February 03, 2004
Interim Budget 2004-05
In anticipation of the forthcoming elections, the Finance Minister, Mr Jaswant Singh ("FM") today presented the Interim Budget, for a part of the fiscal year April 1, 2004 to March 31, 2005 ("Budget"). This interim budget would seek a "Vote-on-Account" to enable the Government to discharge its responsibilities and to meet its essential expenditure till such time as the next Government is elected. As no significant changes can be made in the fiscal policy, most of the changes proposed by the FM are in the form of promises and commitments, which the current Government would fulfill if it is elected as the ruling party for the upcoming term of 5 years.
The FM has nevertheless addressed the current issues related to taxation of BPO companies by referring to the recent circular issued in respect of outsourcing of call center activities, long-term capital gains tax exemption for investment in certain shares, introduction of tonnage tax and has also proposed a 50% reduction in stamp duty on certain transactions.
The approach to the Budget has shown the Government's continued commitment to the five basic concerns of Indian citizens, viz. enhanced employment and eradication of poverty; a second green revolution in agriculture; infrastructure development; fiscal consolidations; and greater manufacturing sector efficiency. The policies and reforms adopted also make it abundantly clear that the focus this year as well remains on preserving the strength of India's macroeconomic fundamentals.

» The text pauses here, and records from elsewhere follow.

PR #11206, opened 2025-03-31
fix(board): Alfredo NoU3 pins_arduino.h uses uint8_t but it causes error with esp32-hal-gpio.h

SaintSampo:
## Description of Change
Starting in core version 3.2.0, this pins_arduino.h file fails to compile without stdint.h

## Tests scenarios
Tested with 3.1.3 and 3.2.0. File compiles in the former but not the latter (uint8_t not defined). I'm curious what caused this change but just hoping this fixes in. I would be surprised if other pins files don't have this issue.


lucasssvaz (approved):

variants/alfredo-nou3/pins_arduino.h
```diff
@@ -1,6 +1,8 @@
 #ifndef Pins_Arduino_h
 #define Pins_Arduino_h
 
+#include <stdint.h>
```
SuGlider, line 4: It is included in `<Arduino.h>` along with many other:

``` cpp
#include <stdbool.h>
#include <stdint.h>    // <<<<<<< Here. Line 24 of Arduino.h
#include <stdarg.h>
#include <stddef.h>
#include <stdio.h>
#include <stdlib.h>
#include <string.h>
#include <inttypes.h>
```

joshua-8:
Hi @SuGlider, thank you for taking a look at this issue for us.

I found that I could not compile for an Alfredo NoU3 board with esp32 v3.2.0.
The Alfredo NoU3 `pins_arduino.h` uses the `uint8_t` type for some pins https://github.com/SaintSampo/arduino-esp32/blob/1b79810df333c46517a634c3e8a666d47ad55ced/variants/alfredo-nou3/pins_arduino.h#L21-L27

While Arduino.h includes `stdint.h`, `pins_arduino.h` does not include `Arduino.h`, and `pins_arduino.h` appears to compile before another file can include `Arduino.h`.

Here's an example that failed to compile. https://github.com/AlfredoSystems/Alfredo-NoU3/tree/main/examples/MotorParty

I have attached the output from the Arduino IDE showing that with esp32 version 3.2.0 the example only compiles when I edited `pins_arduino.h` on my computer to add `stdint.h`.

[failed compile log with esp32 version 3.2.0.txt](https://github.com/user-attachments/files/19622919/failed.compile.log.with.esp32.version.3.2.0.txt)
[successful compiling with old esp32 version 3.0.7.txt](https://github.com/user-attachments/files/19622920/successful.compiling.with.old.esp32.version.3.0.7.txt)
[successful compiling with edited esp32 version 3.2.0.txt](https://github.com/user-attachments/files/19622921/successful.compiling.with.edited.esp32.version.3.2.0.txt)

Is there any harm in including `stdint.h` in pins_arduino.h? One other potential solution would be to change the variable type used for the pins in `pins_arduino.h` to `byte`.

Thank you, espressif community, for your time.
-- joshua-8

SuGlider:
@joshua-8 - Thanks for the explanation and log files.
The issue is not in **Alfredo NoU3** `pins_arduino.h` file.
It is due to wrong include order in `cores\esp32\esp32-hal-gpio.h`.

The way to fix it for this board and all other possible boards that may use `stdint.h` types is by fixing `cores\esp32\esp32-hal-gpio.h`.

I'll push the commits necessary to this PR.

Thanks.

SuGlider:
@joshua-8 - Please test this PR with the target board and sketches. It shall be solves now.
The proposed changes will fix not just  *Alfredo NoU3* `pins_arduino.h` file, but all other boards that may want to use stdint or stdbool types.

SuGlider:
@SaintSampo @joshua-8 - My bad.... actually all other `pins_arduino.h` files include <stdint>... This boards should do the same.
The initial PR was correct. Reverting it to the original PR.

SuGlider (approved):
LGTM

PR #11232, opened 2025-04-08
fix(core): StreamString performance improvements

mathieucarbou:


SuGlider:
Question about this PR: if there are 2 tasks (producer/consumer), one writes data to the StreamString and the other reads data from the same StreamString, wouldn't its Strinng Buffer grow for ever?

SuGlider:
For the issue with buffers, I'd suggest using some other structure, such as this one:
https://github.com/arduino/ArduinoCore-samd/blob/master/libraries/I2S/src/utility/I2SDoubleBuffer.cpp
It implements all necessary functions, but it has a fixed size buffer. 
An extension to this implementation could be a linked list of "buffers" (String pointers) that could grow as necessary. 
It can use a positional index within the String that is being read at that moment.  
The linked list can grow or shrink as necessary by creating/destroying Strings and adding/removing it pointers in a linked list.
As data is read, whenever a memory block is fully read, memory can be deleted, returning to the heap.

Issue #11254, opened 2025-04-15
esp32-c5 fails to compile with branch `release/v3.3.x`


Jason2866:
### Description

Forked Arduino Lib Builder https://github.com/Jason2866/esp32-arduino-lib-builder/tree/v5.5_Arduino
fails with https://github.com/Jason2866/esp32-arduino-lib-builder/actions/runs/14479931341
using https://github.com/tasmota/arduino-esp32/tree/release/v3.3.x and https://github.com/tasmota/esp-idf

```plain
/Users/runner/work/esp32-arduino-lib-builder/esp32-arduino-lib-builder/components/arduino/cores/esp32/esp32-hal-uart.c:1160:58: error: 'LP_UART_SCLK_LP_FAST' undeclared (first use in this function); did you mean 'LP_UART_SCLK_RC_FAST'?
 1160 |       case UART_SCLK_RTC:     uart->_uart_clock_source = LP_UART_SCLK_LP_FAST; break;
      |                                                          ^~~~~~~~~~~~~~~~~~~~
      |                                                          LP_UART_SCLK_RC_FAST
/Users/runner/work/esp32-arduino-lib-builder/esp32-arduino-lib-builder/components/arduino/cores/esp32/esp32-hal-uart.c:1160:58: note: each undeclared identifier is reported only once for each function it appears in
```

Reverting change in file `esp32-hal-uart.c` from #11191 solves the compile fail

Jason2866:
@SuGlider can you have a look?

PR #11255, opened 2025-04-17
fix(esp32c5): Add proper RTC clock source to uartSetClockSource

Jason2866:
C5 fails to compile when trying to build a firmware. Can't test if the fix is correct since not having a C5. If correct fix for #11254

@SuGlider


lucasssvaz (approved):
LGTM

SuGlider:
@Jason2866 - Yes, this is the proper fix for the ESP32-C5 LP UART clock source.

SuGlider (approved):

PR #11309, opened 2025-04-28
feat(uart): simplifies UART example based on MODBUS standard

SuGlider:
## Description of Change
Improves and simplifies the Serial OnReceive example.
The example uses Rx Timeout based on MODBUS standard.

This change will demonstrate how to receive any number of bytes and then execute a callback as soon as defined timeout happens.

## Tests scenarios
Using this example with ESP32, ESP32-S2, ESP32-S3, ESP32-C3 and ESP32-C6.

## Related links
None.


libraries/ESP32/examples/Serial/onReceiveExample/onReceiveExample.ino
```diff
@@ -57,67 +62,52 @@
...
-      delay(2000);
-    }
-  }
+#if CONFIG_IDF_TARGET_ESP32 || CONFIG_IDF_TARGET_ESP32S2
+  // UART_CLK_SRC_APB will allow higher values of RX Timeout
+  // default for ESP32 and ESP32-S2 is REF_TICK which limits the RX Timeout to 1
+  // setClockSource() must be called before begin()
+  UART0.setClockSource(UART_CLK_SRC_APB);
+#endif
+  // the amount of data received or waiting to be proessed shall not exceed this limit of 1024 bytes
```
SuGlider, line 88:
```suggestion
  // the amount of data received or waiting to be processed shall not exceed this limit (1024 bytes)
```

libraries/ESP32/examples/Serial/onReceiveExample/onReceiveExample.ino
```diff
@@ -57,67 +62,52 @@
...
-    uint32_t now = millis();  // tracks timeout
-    while ((millis() - now) < communicationTimeout_ms) {
-      if (UART0.available()) {
-        uart_buffer += (char)UART0.read();
-        now = millis();  // reset the timer
-      }
-    }
-    // releases the mutex for data processing
-    xSemaphoreGive(uart_buffer_Mutex);
+  while (UART0.available()) {
```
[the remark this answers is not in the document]
SuGlider: At the same time, it may lead to a dead lock due to the callback running on a higher priority task. If the semaphore is taken by loop() task and data is received with timeout before it can give the semaphore, the higher priotity task that runs onReceive() will be dead locked.

Therefore, for this example, we just let the callback to add more data to the String if loop() data processing is interrupted.

lucasssvaz (approved):
LGTM

libraries/ESP32/examples/Serial/onReceiveExample/onReceiveExample.ino
```diff
@@ -57,67 +62,52 @@
```
me-no-dev, line 62: Given that `Serial0` always exists, why not use that instead of mapping to UART0?

SuGlider: Ok, let me just make sure it won't fail and then I'll change it.

me-no-dev (approved):

libraries/ESP32/examples/Serial/onReceiveExample/onReceiveExample.ino
```diff
@@ -34,90 +34,73 @@
...
-
-// Create a mutex for the access to uart_buffer
-// only one task can read/write it at a certain time
-SemaphoreHandle_t uart_buffer_Mutex = NULL;
-
-// UART_RX_IRQ will be executed as soon as data is received by the UART
-// This is a callback function executed from a high priority
-// task created when onReceive() is used
+// The Modbus RTU standard prescribes a silent period corresponding to 3.5 characters between each
+// message, to be able fo figure out where one message ends and the next one starts.
```
SuGlider, line 59:
```suggestion
// message, to be able to figure out where one message ends and the next one starts.
```

PR #11315, opened 2025-04-28
Restore proper pin remapping functionality after 3.2.0

pillo79:
Issue reported at the Arduino Forums in [this thread](https://forum.arduino.cc/t/esp32-core-3-2-0-gives-many-compile-errors-with-by-arduino-pin-setting/1374758).

Commit 0773dd7619b1117bd59a068b69a76cdb22484f7c from PR #10841 broke pin remapping by moving its application too early in the definition process. This commit restores the original order of includes, ensuring that pin remapping is applied correctly.


me-no-dev (approved):

SuGlider:
> @pillo79 - thanks for the PR. Just let me check if it work with the #10841 use case.

All good. LGTM for merging.

SuGlider (approved):

PR #11341, opened 2025-05-07
fix compile fail esp_hosted

Jason2866:
branch master has updates which needs esp_hosted >= 2.0.0
@me-no-dev


me-no-dev:
waiting on CI and will merge, then re-trigger the lib-builder. C5 will still fail there, but I can fix that

PR #11350, opened 2025-05-11
Added new Unexpected Maker SQUiXL and EDGES3[D] boards.

UnexpectedMaker:
Added support for 2 of my new boards: SQUiXL and EdgeS3[D]

Both ESP32-S3 boards.

Thanks :)

### DIFF
--- a/boards.txt
+++ b/boards.txt
@@ -3672,7 +3672,7 @@ um_edges3_d.build.target=esp32s3
 um_edges3_d.build.mcu=esp32s3
 um_edges3_d.build.core=esp32
 um_edges3_d.build.variant=um_edges3_d
-um_edges3_d.build.board=EDGES3[D]
+um_edges3_d.build.board=EDGES3D
 
 um_edges3_d.build.usb_mode=1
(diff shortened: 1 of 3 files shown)


UnexpectedMaker:
It seems SQUiXL is failing your CI compile tests because it's trying to do tests with SPI - There is no SPI available to users on this board - so no SPI pins have been defined in arduino_pins.h - this is intentional, so I am not sure how to get past this issue.

Is this a real blocker @me-no-dev ?

Also, I've signed and confirmed the CLA - but it never changes to says I've signed.

Thanks :)

P-R-O-C-H-Y:
@UnexpectedMaker If you don't want to specify the SPI pins, you can set them as -1, but the SPI pins definition must exist :)

UnexpectedMaker:
> @UnexpectedMaker If you don't want to specify the SPI pins, you can set them as -1, but the SPI pins definition must exist :) CLA seems to be fine.

Oh, I didn't realize I could set them to -1 - I ended up adding IO assigned to them anyway :)

PR #11360, opened 2025-05-13
feat(board): add Satellite 1 CORE (rev 5.1)

ericlewis:
## Description of Change
Add the [Satellite 1 CORE (rev 5.1)](https://futureproofhomes.net/products/satellite1-core-board) from FutureProofHomes.

## Tests scenarios
I have tested my Pull Request on the board itself using:

```cpp
#include <Arduino.h>

void setup() {
  Serial.begin(115200);
  while (!Serial && millis() < 3000) ;   // wait for the host (max 3 s)

  pinMode(LED_BUILTIN, OUTPUT);

  if (!psramFound()) {
    Serial.println("PSRAM not detected!");
    return;
  }

  uint32_t bytes = ESP.getPsramSize();   // 0, 2 048 000, 4 194 304, 8 388 608
  Serial.printf("PSRAM size : %u bytes\n", bytes);
  Serial.printf("PSRAM mode : %s (inferred)\n",
                bytes >= 8 * 1024 * 1024 ? "Octal" : "Quad");
}

void loop() {
  digitalWrite(LED_BUILTIN, HIGH);
  delay(500);
  digitalWrite(LED_BUILTIN, LOW);
  delay(500);
}
```

## Links
The relevant spec: https://github.com/FutureProofHomes/Satellite1-Hardware/blob/main/core/rev5.1coreSCH.pdf

### DIFF
--- a/boards.txt
+++ b/boards.txt
@@ -49849,3 +49849,157 @@ cyobot_v2_esp32s3.menu.ZigbeeMode.zczr.build.zigbee_mode=-DZIGBEE_MODE_ZCZR
 cyobot_v2_esp32s3.menu.ZigbeeMode.zczr.build.zigbee_libs=-lesp_zb_api.zczr -lzboss_stack.zczr -lzboss_port.remote
 
 ##############################################################
+
+# Satellite 1 CORE (rev 5.1) 
+
+sat1core_rev5_1.name=Satellite 1 CORE (rev 5.1) 
+
+sat1core_rev5_1.bootloader.tool=esptool_py
+sat1core_rev5_1.bootloader.tool.default=esptool_py
+
+sat1core_rev5_1.upload.tool=esptool_py
+sat1core_rev5_1.upload.tool.default=esptool_py
+sat1core_rev5_1.upload.tool.network=esp_ota
+
+sat1core_rev5_1.upload.maximum_size=1310720
+sat1core_rev5_1.upload.maximum_data_size=327680
+sat1core_rev5_1.upload.flags=
+sat1core_rev5_1.upload.extra_flags=
+sat1core_rev5_1.upload.use_1200bps_touch=false
+sat1core_rev5_1.upload.wait_for_upload_port=false
+
+sat1core_rev5_1.serial.disableDTR=false
+sat1core_rev5_1.serial.disableRTS=false
+
+sat1core_rev5_1.build.tarch=xtensa
+sat1core_rev5_1.build.bootloader_addr=0x0
+sat1core_rev5_1.build.target=esp32s3
+sat1core_rev5_1.build.mcu=esp32s3
+sat1core_rev5_1.build.core=esp32
+sat1core_rev5_1.build.variant=satellite1_core_rev5_1
+sat1core_rev5_1.build.board=SATELLITE1_CORE_REV5_1
+
+sat1core_rev5_1.build.usb_mode=1
+sat1core_rev5_1.build.cdc_on_boot=1
+sat1core_rev5_1.build.msc_on_boot=0
+sat1core_rev5_1.build.dfu_on_boot=0
+sat1core_rev5_1.build.f_cpu=240000000L
+sat1core_rev5_1.build.flash_size=16MB (128Mb)
+sat1core_rev5_1.build.flash_freq=80m
+sat1core_rev5_1.build.flash_mode=dio
+sat1core_rev5_1.build.boot=qio
+sat1core_rev5_1.build.boot_freq=80m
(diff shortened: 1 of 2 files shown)


boards.txt
```diff
@@ -50155,3 +50155,157 @@ cyobot_v2_esp32s3.menu.ZigbeeMode.zczr.build.zigbee_mode=-DZIGBEE_MODE_ZCZR
...
+
+sat1core_rev5_1.menu.PSRAM.opi=Enabled
+sat1core_rev5_1.menu.PSRAM.opi.build.defines=-DBOARD_HAS_PSRAM
+sat1core_rev5_1.menu.PSRAM.opi.build.psram_type=opi
+
+sat1core_rev5_1.menu.FlashMode.qio=QIO 80MHz
+sat1core_rev5_1.menu.FlashMode.qio.build.flash_mode=dio
+sat1core_rev5_1.menu.FlashMode.qio.build.boot=qio
+sat1core_rev5_1.menu.FlashMode.qio.build.boot_freq=80m
+sat1core_rev5_1.menu.FlashMode.qio.build.flash_freq=80m
```
P-R-O-C-H-Y, line 50213: I think you can run a OPI Flash mode as your module has OPI PSRAM, if you don't have something custom. Can you check?

boards.txt
```diff
@@ -50155,3 +50155,157 @@ cyobot_v2_esp32s3.menu.ZigbeeMode.zczr.build.zigbee_mode=-DZIGBEE_MODE_ZCZR
...
+
+sat1core_rev5_1.menu.PartitionScheme.gen4esp32scheme1=Small App w/ OTA + Huge FS (2MB APP/2MB OTA/12MB SPIFFS)
+sat1core_rev5_1.menu.PartitionScheme.gen4esp32scheme1.build.custom_partitions=gen4esp32_2MBapp_2MBota_12MBspiffs
+sat1core_rev5_1.menu.PartitionScheme.gen4esp32scheme1.upload.maximum_size=2097152
+sat1core_rev5_1.menu.PartitionScheme.gen4esp32scheme2=Medium App w/ OTA + Large FS (4MB APP/4MB OTA/7MB SPIFFS)
+sat1core_rev5_1.menu.PartitionScheme.gen4esp32scheme2.build.custom_partitions=gen4esp32_4MBapp_4MBota_7MBspiffs
+sat1core_rev5_1.menu.PartitionScheme.gen4esp32scheme2.upload.maximum_size=4718592
+sat1core_rev5_1.menu.PartitionScheme.gen4esp32scheme3=Large App w/ OTA (8MB APP/8MB OTA)
+sat1core_rev5_1.menu.PartitionScheme.gen4esp32scheme3.build.custom_partitions=gen4esp32_8MBapp_8MBota
+sat1core_rev5_1.menu.PartitionScheme.gen4esp32scheme3.upload.maximum_size=8323072
```
P-R-O-C-H-Y, line 50263: This won't work, as those partitions does not exist in the core. You have to use the ones we have and provide a "Custom" option there also, where users can you your custom ones you can provide in your docs or some repo :)

variants/satellite1_core_rev5_1/pins_arduino.h
```diff
@@ -0,0 +1,60 @@
...
+#define BOARD_HAS_PSRAM   1
+#define DEFAULT_PSRAM_OCT 1         // 8-bit OPI @ 120 MHz
+
+/* ───────── ADC & touch aliases ───────── */
+static const uint8_t A0 = 1;   static const uint8_t T4  = 4;
+static const uint8_t A1 = 2;   static const uint8_t T5  = 5;
+static const uint8_t A2 = 3;   static const uint8_t T6  = 6;
+static const uint8_t A3 = 4;   static const uint8_t T7  = 7;
+static const uint8_t A4 = 6;   static const uint8_t T8  = 8;
+static const uint8_t A5 = 7;
```
P-R-O-C-H-Y, line 58: Just a formatting here.
```suggestion
static const uint8_t A0 = 1;   
static const uint8_t A1 = 2;   
static const uint8_t A2 = 3;  
static const uint8_t A3 = 4;   
static const uint8_t A4 = 6;   
static const uint8_t A5 = 7;

static const uint8_t T4  = 4;
static const uint8_t T5  = 5;
static const uint8_t T6  = 6;
static const uint8_t T7  = 7;
static const uint8_t T8  = 8;
```

P-R-O-C-H-Y (changes requested):
@ericlewis PTAL on my comments

ericlewis:
yeah im gonna go ahead and close this bc there is a lot of issues with this board.

PR #11403, opened 2025-05-26
fix(board): Alfredo-NoU3 changed default upload mode from Hardware CDC and JTAG to USB-OTG

SaintSampo:
Hardware CDC and JTAG with the ESP32S3 sometimes gets into a state where the only way to upload code is to first put the MCU into BOOT mode: https://github.com/espressif/arduino-esp32/discussions/11327

To fix this, and now that the tiny-USB implementation on ESP32-S3 is in decent shape, upload over USB-OTG is the way to go.

### DIFF
--- a/boards.txt
+++ b/boards.txt
@@ -43777,8 +43777,8 @@ alfredo-nou3.upload.maximum_size=3342336
 alfredo-nou3.upload.maximum_data_size=327680
 alfredo-nou3.upload.flags=
 alfredo-nou3.upload.extra_flags=
-alfredo-nou3.upload.use_1200bps_touch=false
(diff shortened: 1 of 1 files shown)


P-R-O-C-H-Y:
Hi @SaintSampo, you added a new boards in last commit.
PLease revert or add all necessary changes like the variants/pins_arduino.h file for the new board and change title and description of the PR :)

P-R-O-C-H-Y:
@SaintSampo The best you can do is to create a branch on your fork and commit changes to the branch. Then you can open a PR that will be coming from the branch. This way you can do multiple separate changes/PRs :)

PR #11430, opened 2025-06-04
fix: Add PSRAM Option for Geekble nano

syong0921:
fix: Add PSRAM Option for Geekble nano

## Description of Change
we noticed that Geekble nano users need PSRAM option.
So enabled Geekble nano's PSRAM option in board.txt files

## Tests scenarios
Tested under Arduino IDE v2.3.6, Arduino-esp32 core v3.2.0 with Geekble nano

## Related links


lucasssvaz:
Your base branch is behind our master and is reverting many changes. Please rebase first.

PR #130, opened 2018-10-25
Use binary complied by make for e2e tests.

jsafrane:
`hack/e2e.sh` should use the "official" binary created by make instead of its own build

1. we should test the real binary
2. `make test; make; make container` (as our travis does) should use the real binary instead of the wrong one built by `make test`

@pohly @lpabon, PTAL

### DIFF
--- a/Makefile
+++ b/Makefile
@@ -38,7 +38,7 @@ container: $(APP)
 push: container
 	docker push $(IMAGE_NAME):$(IMAGE_VERSION)
 
-test:
+test: $(APP)
 	files=$$(find ./ -name '*.go' | grep -v '^./vendor' ); \
         if [ $$(gofmt -d $$files | wc -l) -ne 0 ]; then \
                 echo "formatting errors:"; \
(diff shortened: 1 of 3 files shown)


Makefile
```diff
@@ -38,7 +38,7 @@ container: $(APP)
 push: container
 	docker push $(IMAGE_NAME):$(IMAGE_VERSION)
 
-test:
+test: $(APP)
```
pohly: The commit message says "make test; make; make container", but that won't work anymore, right? It's perhaps better to put "make; make test; make container" into the commit message and mention in the Makefile for "test" that one has to do "make" first.

jsafrane: I think the order does not really matter. All three `make`, `make test` and `make container` depend on `$(APP)`. So the first one executed compiles the binary, the others re-use it. You may notice I removed `make` in this PR, because it's useless.

pohly: Right, it works here the way you said.

I was expecting "$(APP)" to be a phony target because there is no real dependency tracking for Go+make, i.e. "make $(APP)" always has to invoke "go build" to ensure that the binary really is up-to-date. But this Makefile here only builds the binary if it doesn't exist yet, without rebuilding it when it is out-dated.

I guess that's how it is meant to be here, so /lgtm.

Issue #132, opened 2018-11-01
Need to delete snapshot before deleting volume


wnxn:
Hi,
It is better to delete snapshot before deleting volume at cleaning up stage of ListSnapshots testcase. So, we could change the cleaner: 
https://github.com/kubernetes-csi/csi-test/blob/3e3231b4e4af4cf62615a435ca4dd0e70d63fbde/pkg/sanity/controller.go#L1208-L1216

to：
https://github.com/kubernetes-csi/csi-test/blob/3e3231b4e4af4cf62615a435ca4dd0e70d63fbde/pkg/sanity/controller.go#L1251-L1259

PR #133, opened 2018-11-01
Fix listsnapshot clean up

wnxn:
#132

### DIFF
--- a/pkg/sanity/controller.go
+++ b/pkg/sanity/controller.go
@@ -1205,14 +1205,14 @@ var _ = DescribeSanity("ListSnapshots [Controller Server]", func(sc *SanityConte
 		verifySnapshotInfo(snapshots.GetEntries()[0].GetSnapshot())
 		Expect(snapshots.GetEntries()[0].GetSnapshot().GetId()).To(Equal(snapshot.GetSnapshot().GetId()))
 
-		By("cleaning up deleting the volume")
-		delVolReq := MakeDeleteVolumeReq(sc, volume.GetVolume().GetId())
-		_, err = c.DeleteVolume(context.Background(), delVolReq)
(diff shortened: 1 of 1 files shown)


wnxn:
Hi, Patrick
In some storage server, snapshot is related on a specific volume. If user delete the volume, the snapshot will 
 be deleted automatically at storage server side.  For this reason, we must keep the order of deletion, that is deleting volume‘s snapshots before deleting the volume. It's found that the author might take the order of deletion into consideration when writing other snapshot test cases.
Just like this:
https://github.com/kubernetes-csi/csi-test/blob/3e3231b4e4af4cf62615a435ca4dd0e70d63fbde/pkg/sanity/controller.go#L1251-L1259

pohly:
But what breaks when the order is as it is now? Does the test fail?

I am trying to understand whether this change works around unexpected behavior of one particular storage backend or is actually broken.

@xing-yang can you perhaps comment on this?

xing-yang:
For some storage systems, snapshot has to be deleted first before deleting the volume.  If you delete a volume with dependent snapshot, it may cause error in some storage systems.  So this change looks good to me.

pohly:
@wnxn I'm fine with merging this then, but I'd still like to have this information recorded in the commit message. Please use "git commit --amend" and "git push ... +master" to update the PR.

wnxn:
Thanks for @pohly and @xing-yang 's review. 
I add some clarification in commit message. Would you please review again?

pohly:
/lgtm

Just one comment for future commits: please format commit messages with explicit line breaks in the body, they are easier to read in "git log" then.

wnxn:
Hi, @pohly 
Thanks for your advice. I will format messages body in my future commits.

Kicking off with the announcement of the current inflation rate between 4-4.5 % and an expected growth rate of the GDP between 7.5-8%, the FM has proposed the following main reforms:
It has been proposed to establish four global standard international convention centers, through private and public partnership, to be located in Delhi, Mumbai, Goa and Jaipur. In order to facilitate the effective functioning of the Jaipur airport, it is proposed to convert the domestic airport into an international one. With a view to augment the water scarcity in metropolitan cities it has been decided to initiate an accelerated drinking water supply scheme for those cities by accessing funds from the Government's Infrastructure Fund, the Life Insurance Corporation and other such funding sources.
Currently, stamp duty is levied on instruments evidencing almost every kind of transaction, which tends to increase the transaction cost considerably. This stamp duty is levied either by the Central Government or the State Government. As a first step towards rationalizing this stamp duty regime, it is proposed to reduce the stamp duty by 50% on all instruments on which stamp duty is imposed by the Central Government.
Before moving on to the tax reforms, it would be relevant to understand the impact of these proposals. Typically, the proposals made by the FM in his Budget speech, are tabled before both the houses of the Parliament for their approval, and then before the President for his consent. After receiving these approvals and making the necessary changes, the proposals become law and changes are effected in the relevant legislations. However, as discussed above, this year's Budget is simply an interim Budget. Since the Parliament will be dissolved in a few days, the current Government will no longer have the authority to legislate any proposals made by the FM. Accordingly, as stated by the FM, the Budget does not propose any changes to the legislations. Rather it simply discusses the reforms, which the Government commits to carry out at a later stage. Some of the relevant proposals are as under:
USER-FRIENDLY TAX ADMINISTRATION MEASURES
Certain measures were announced in order to facilitate the move towards an improved tax administration through greater application of IT with lower compliance costs. This is proposed to be carried out by introducing e-filing of excise returns, round the clock electronic filing of customs documents, etc.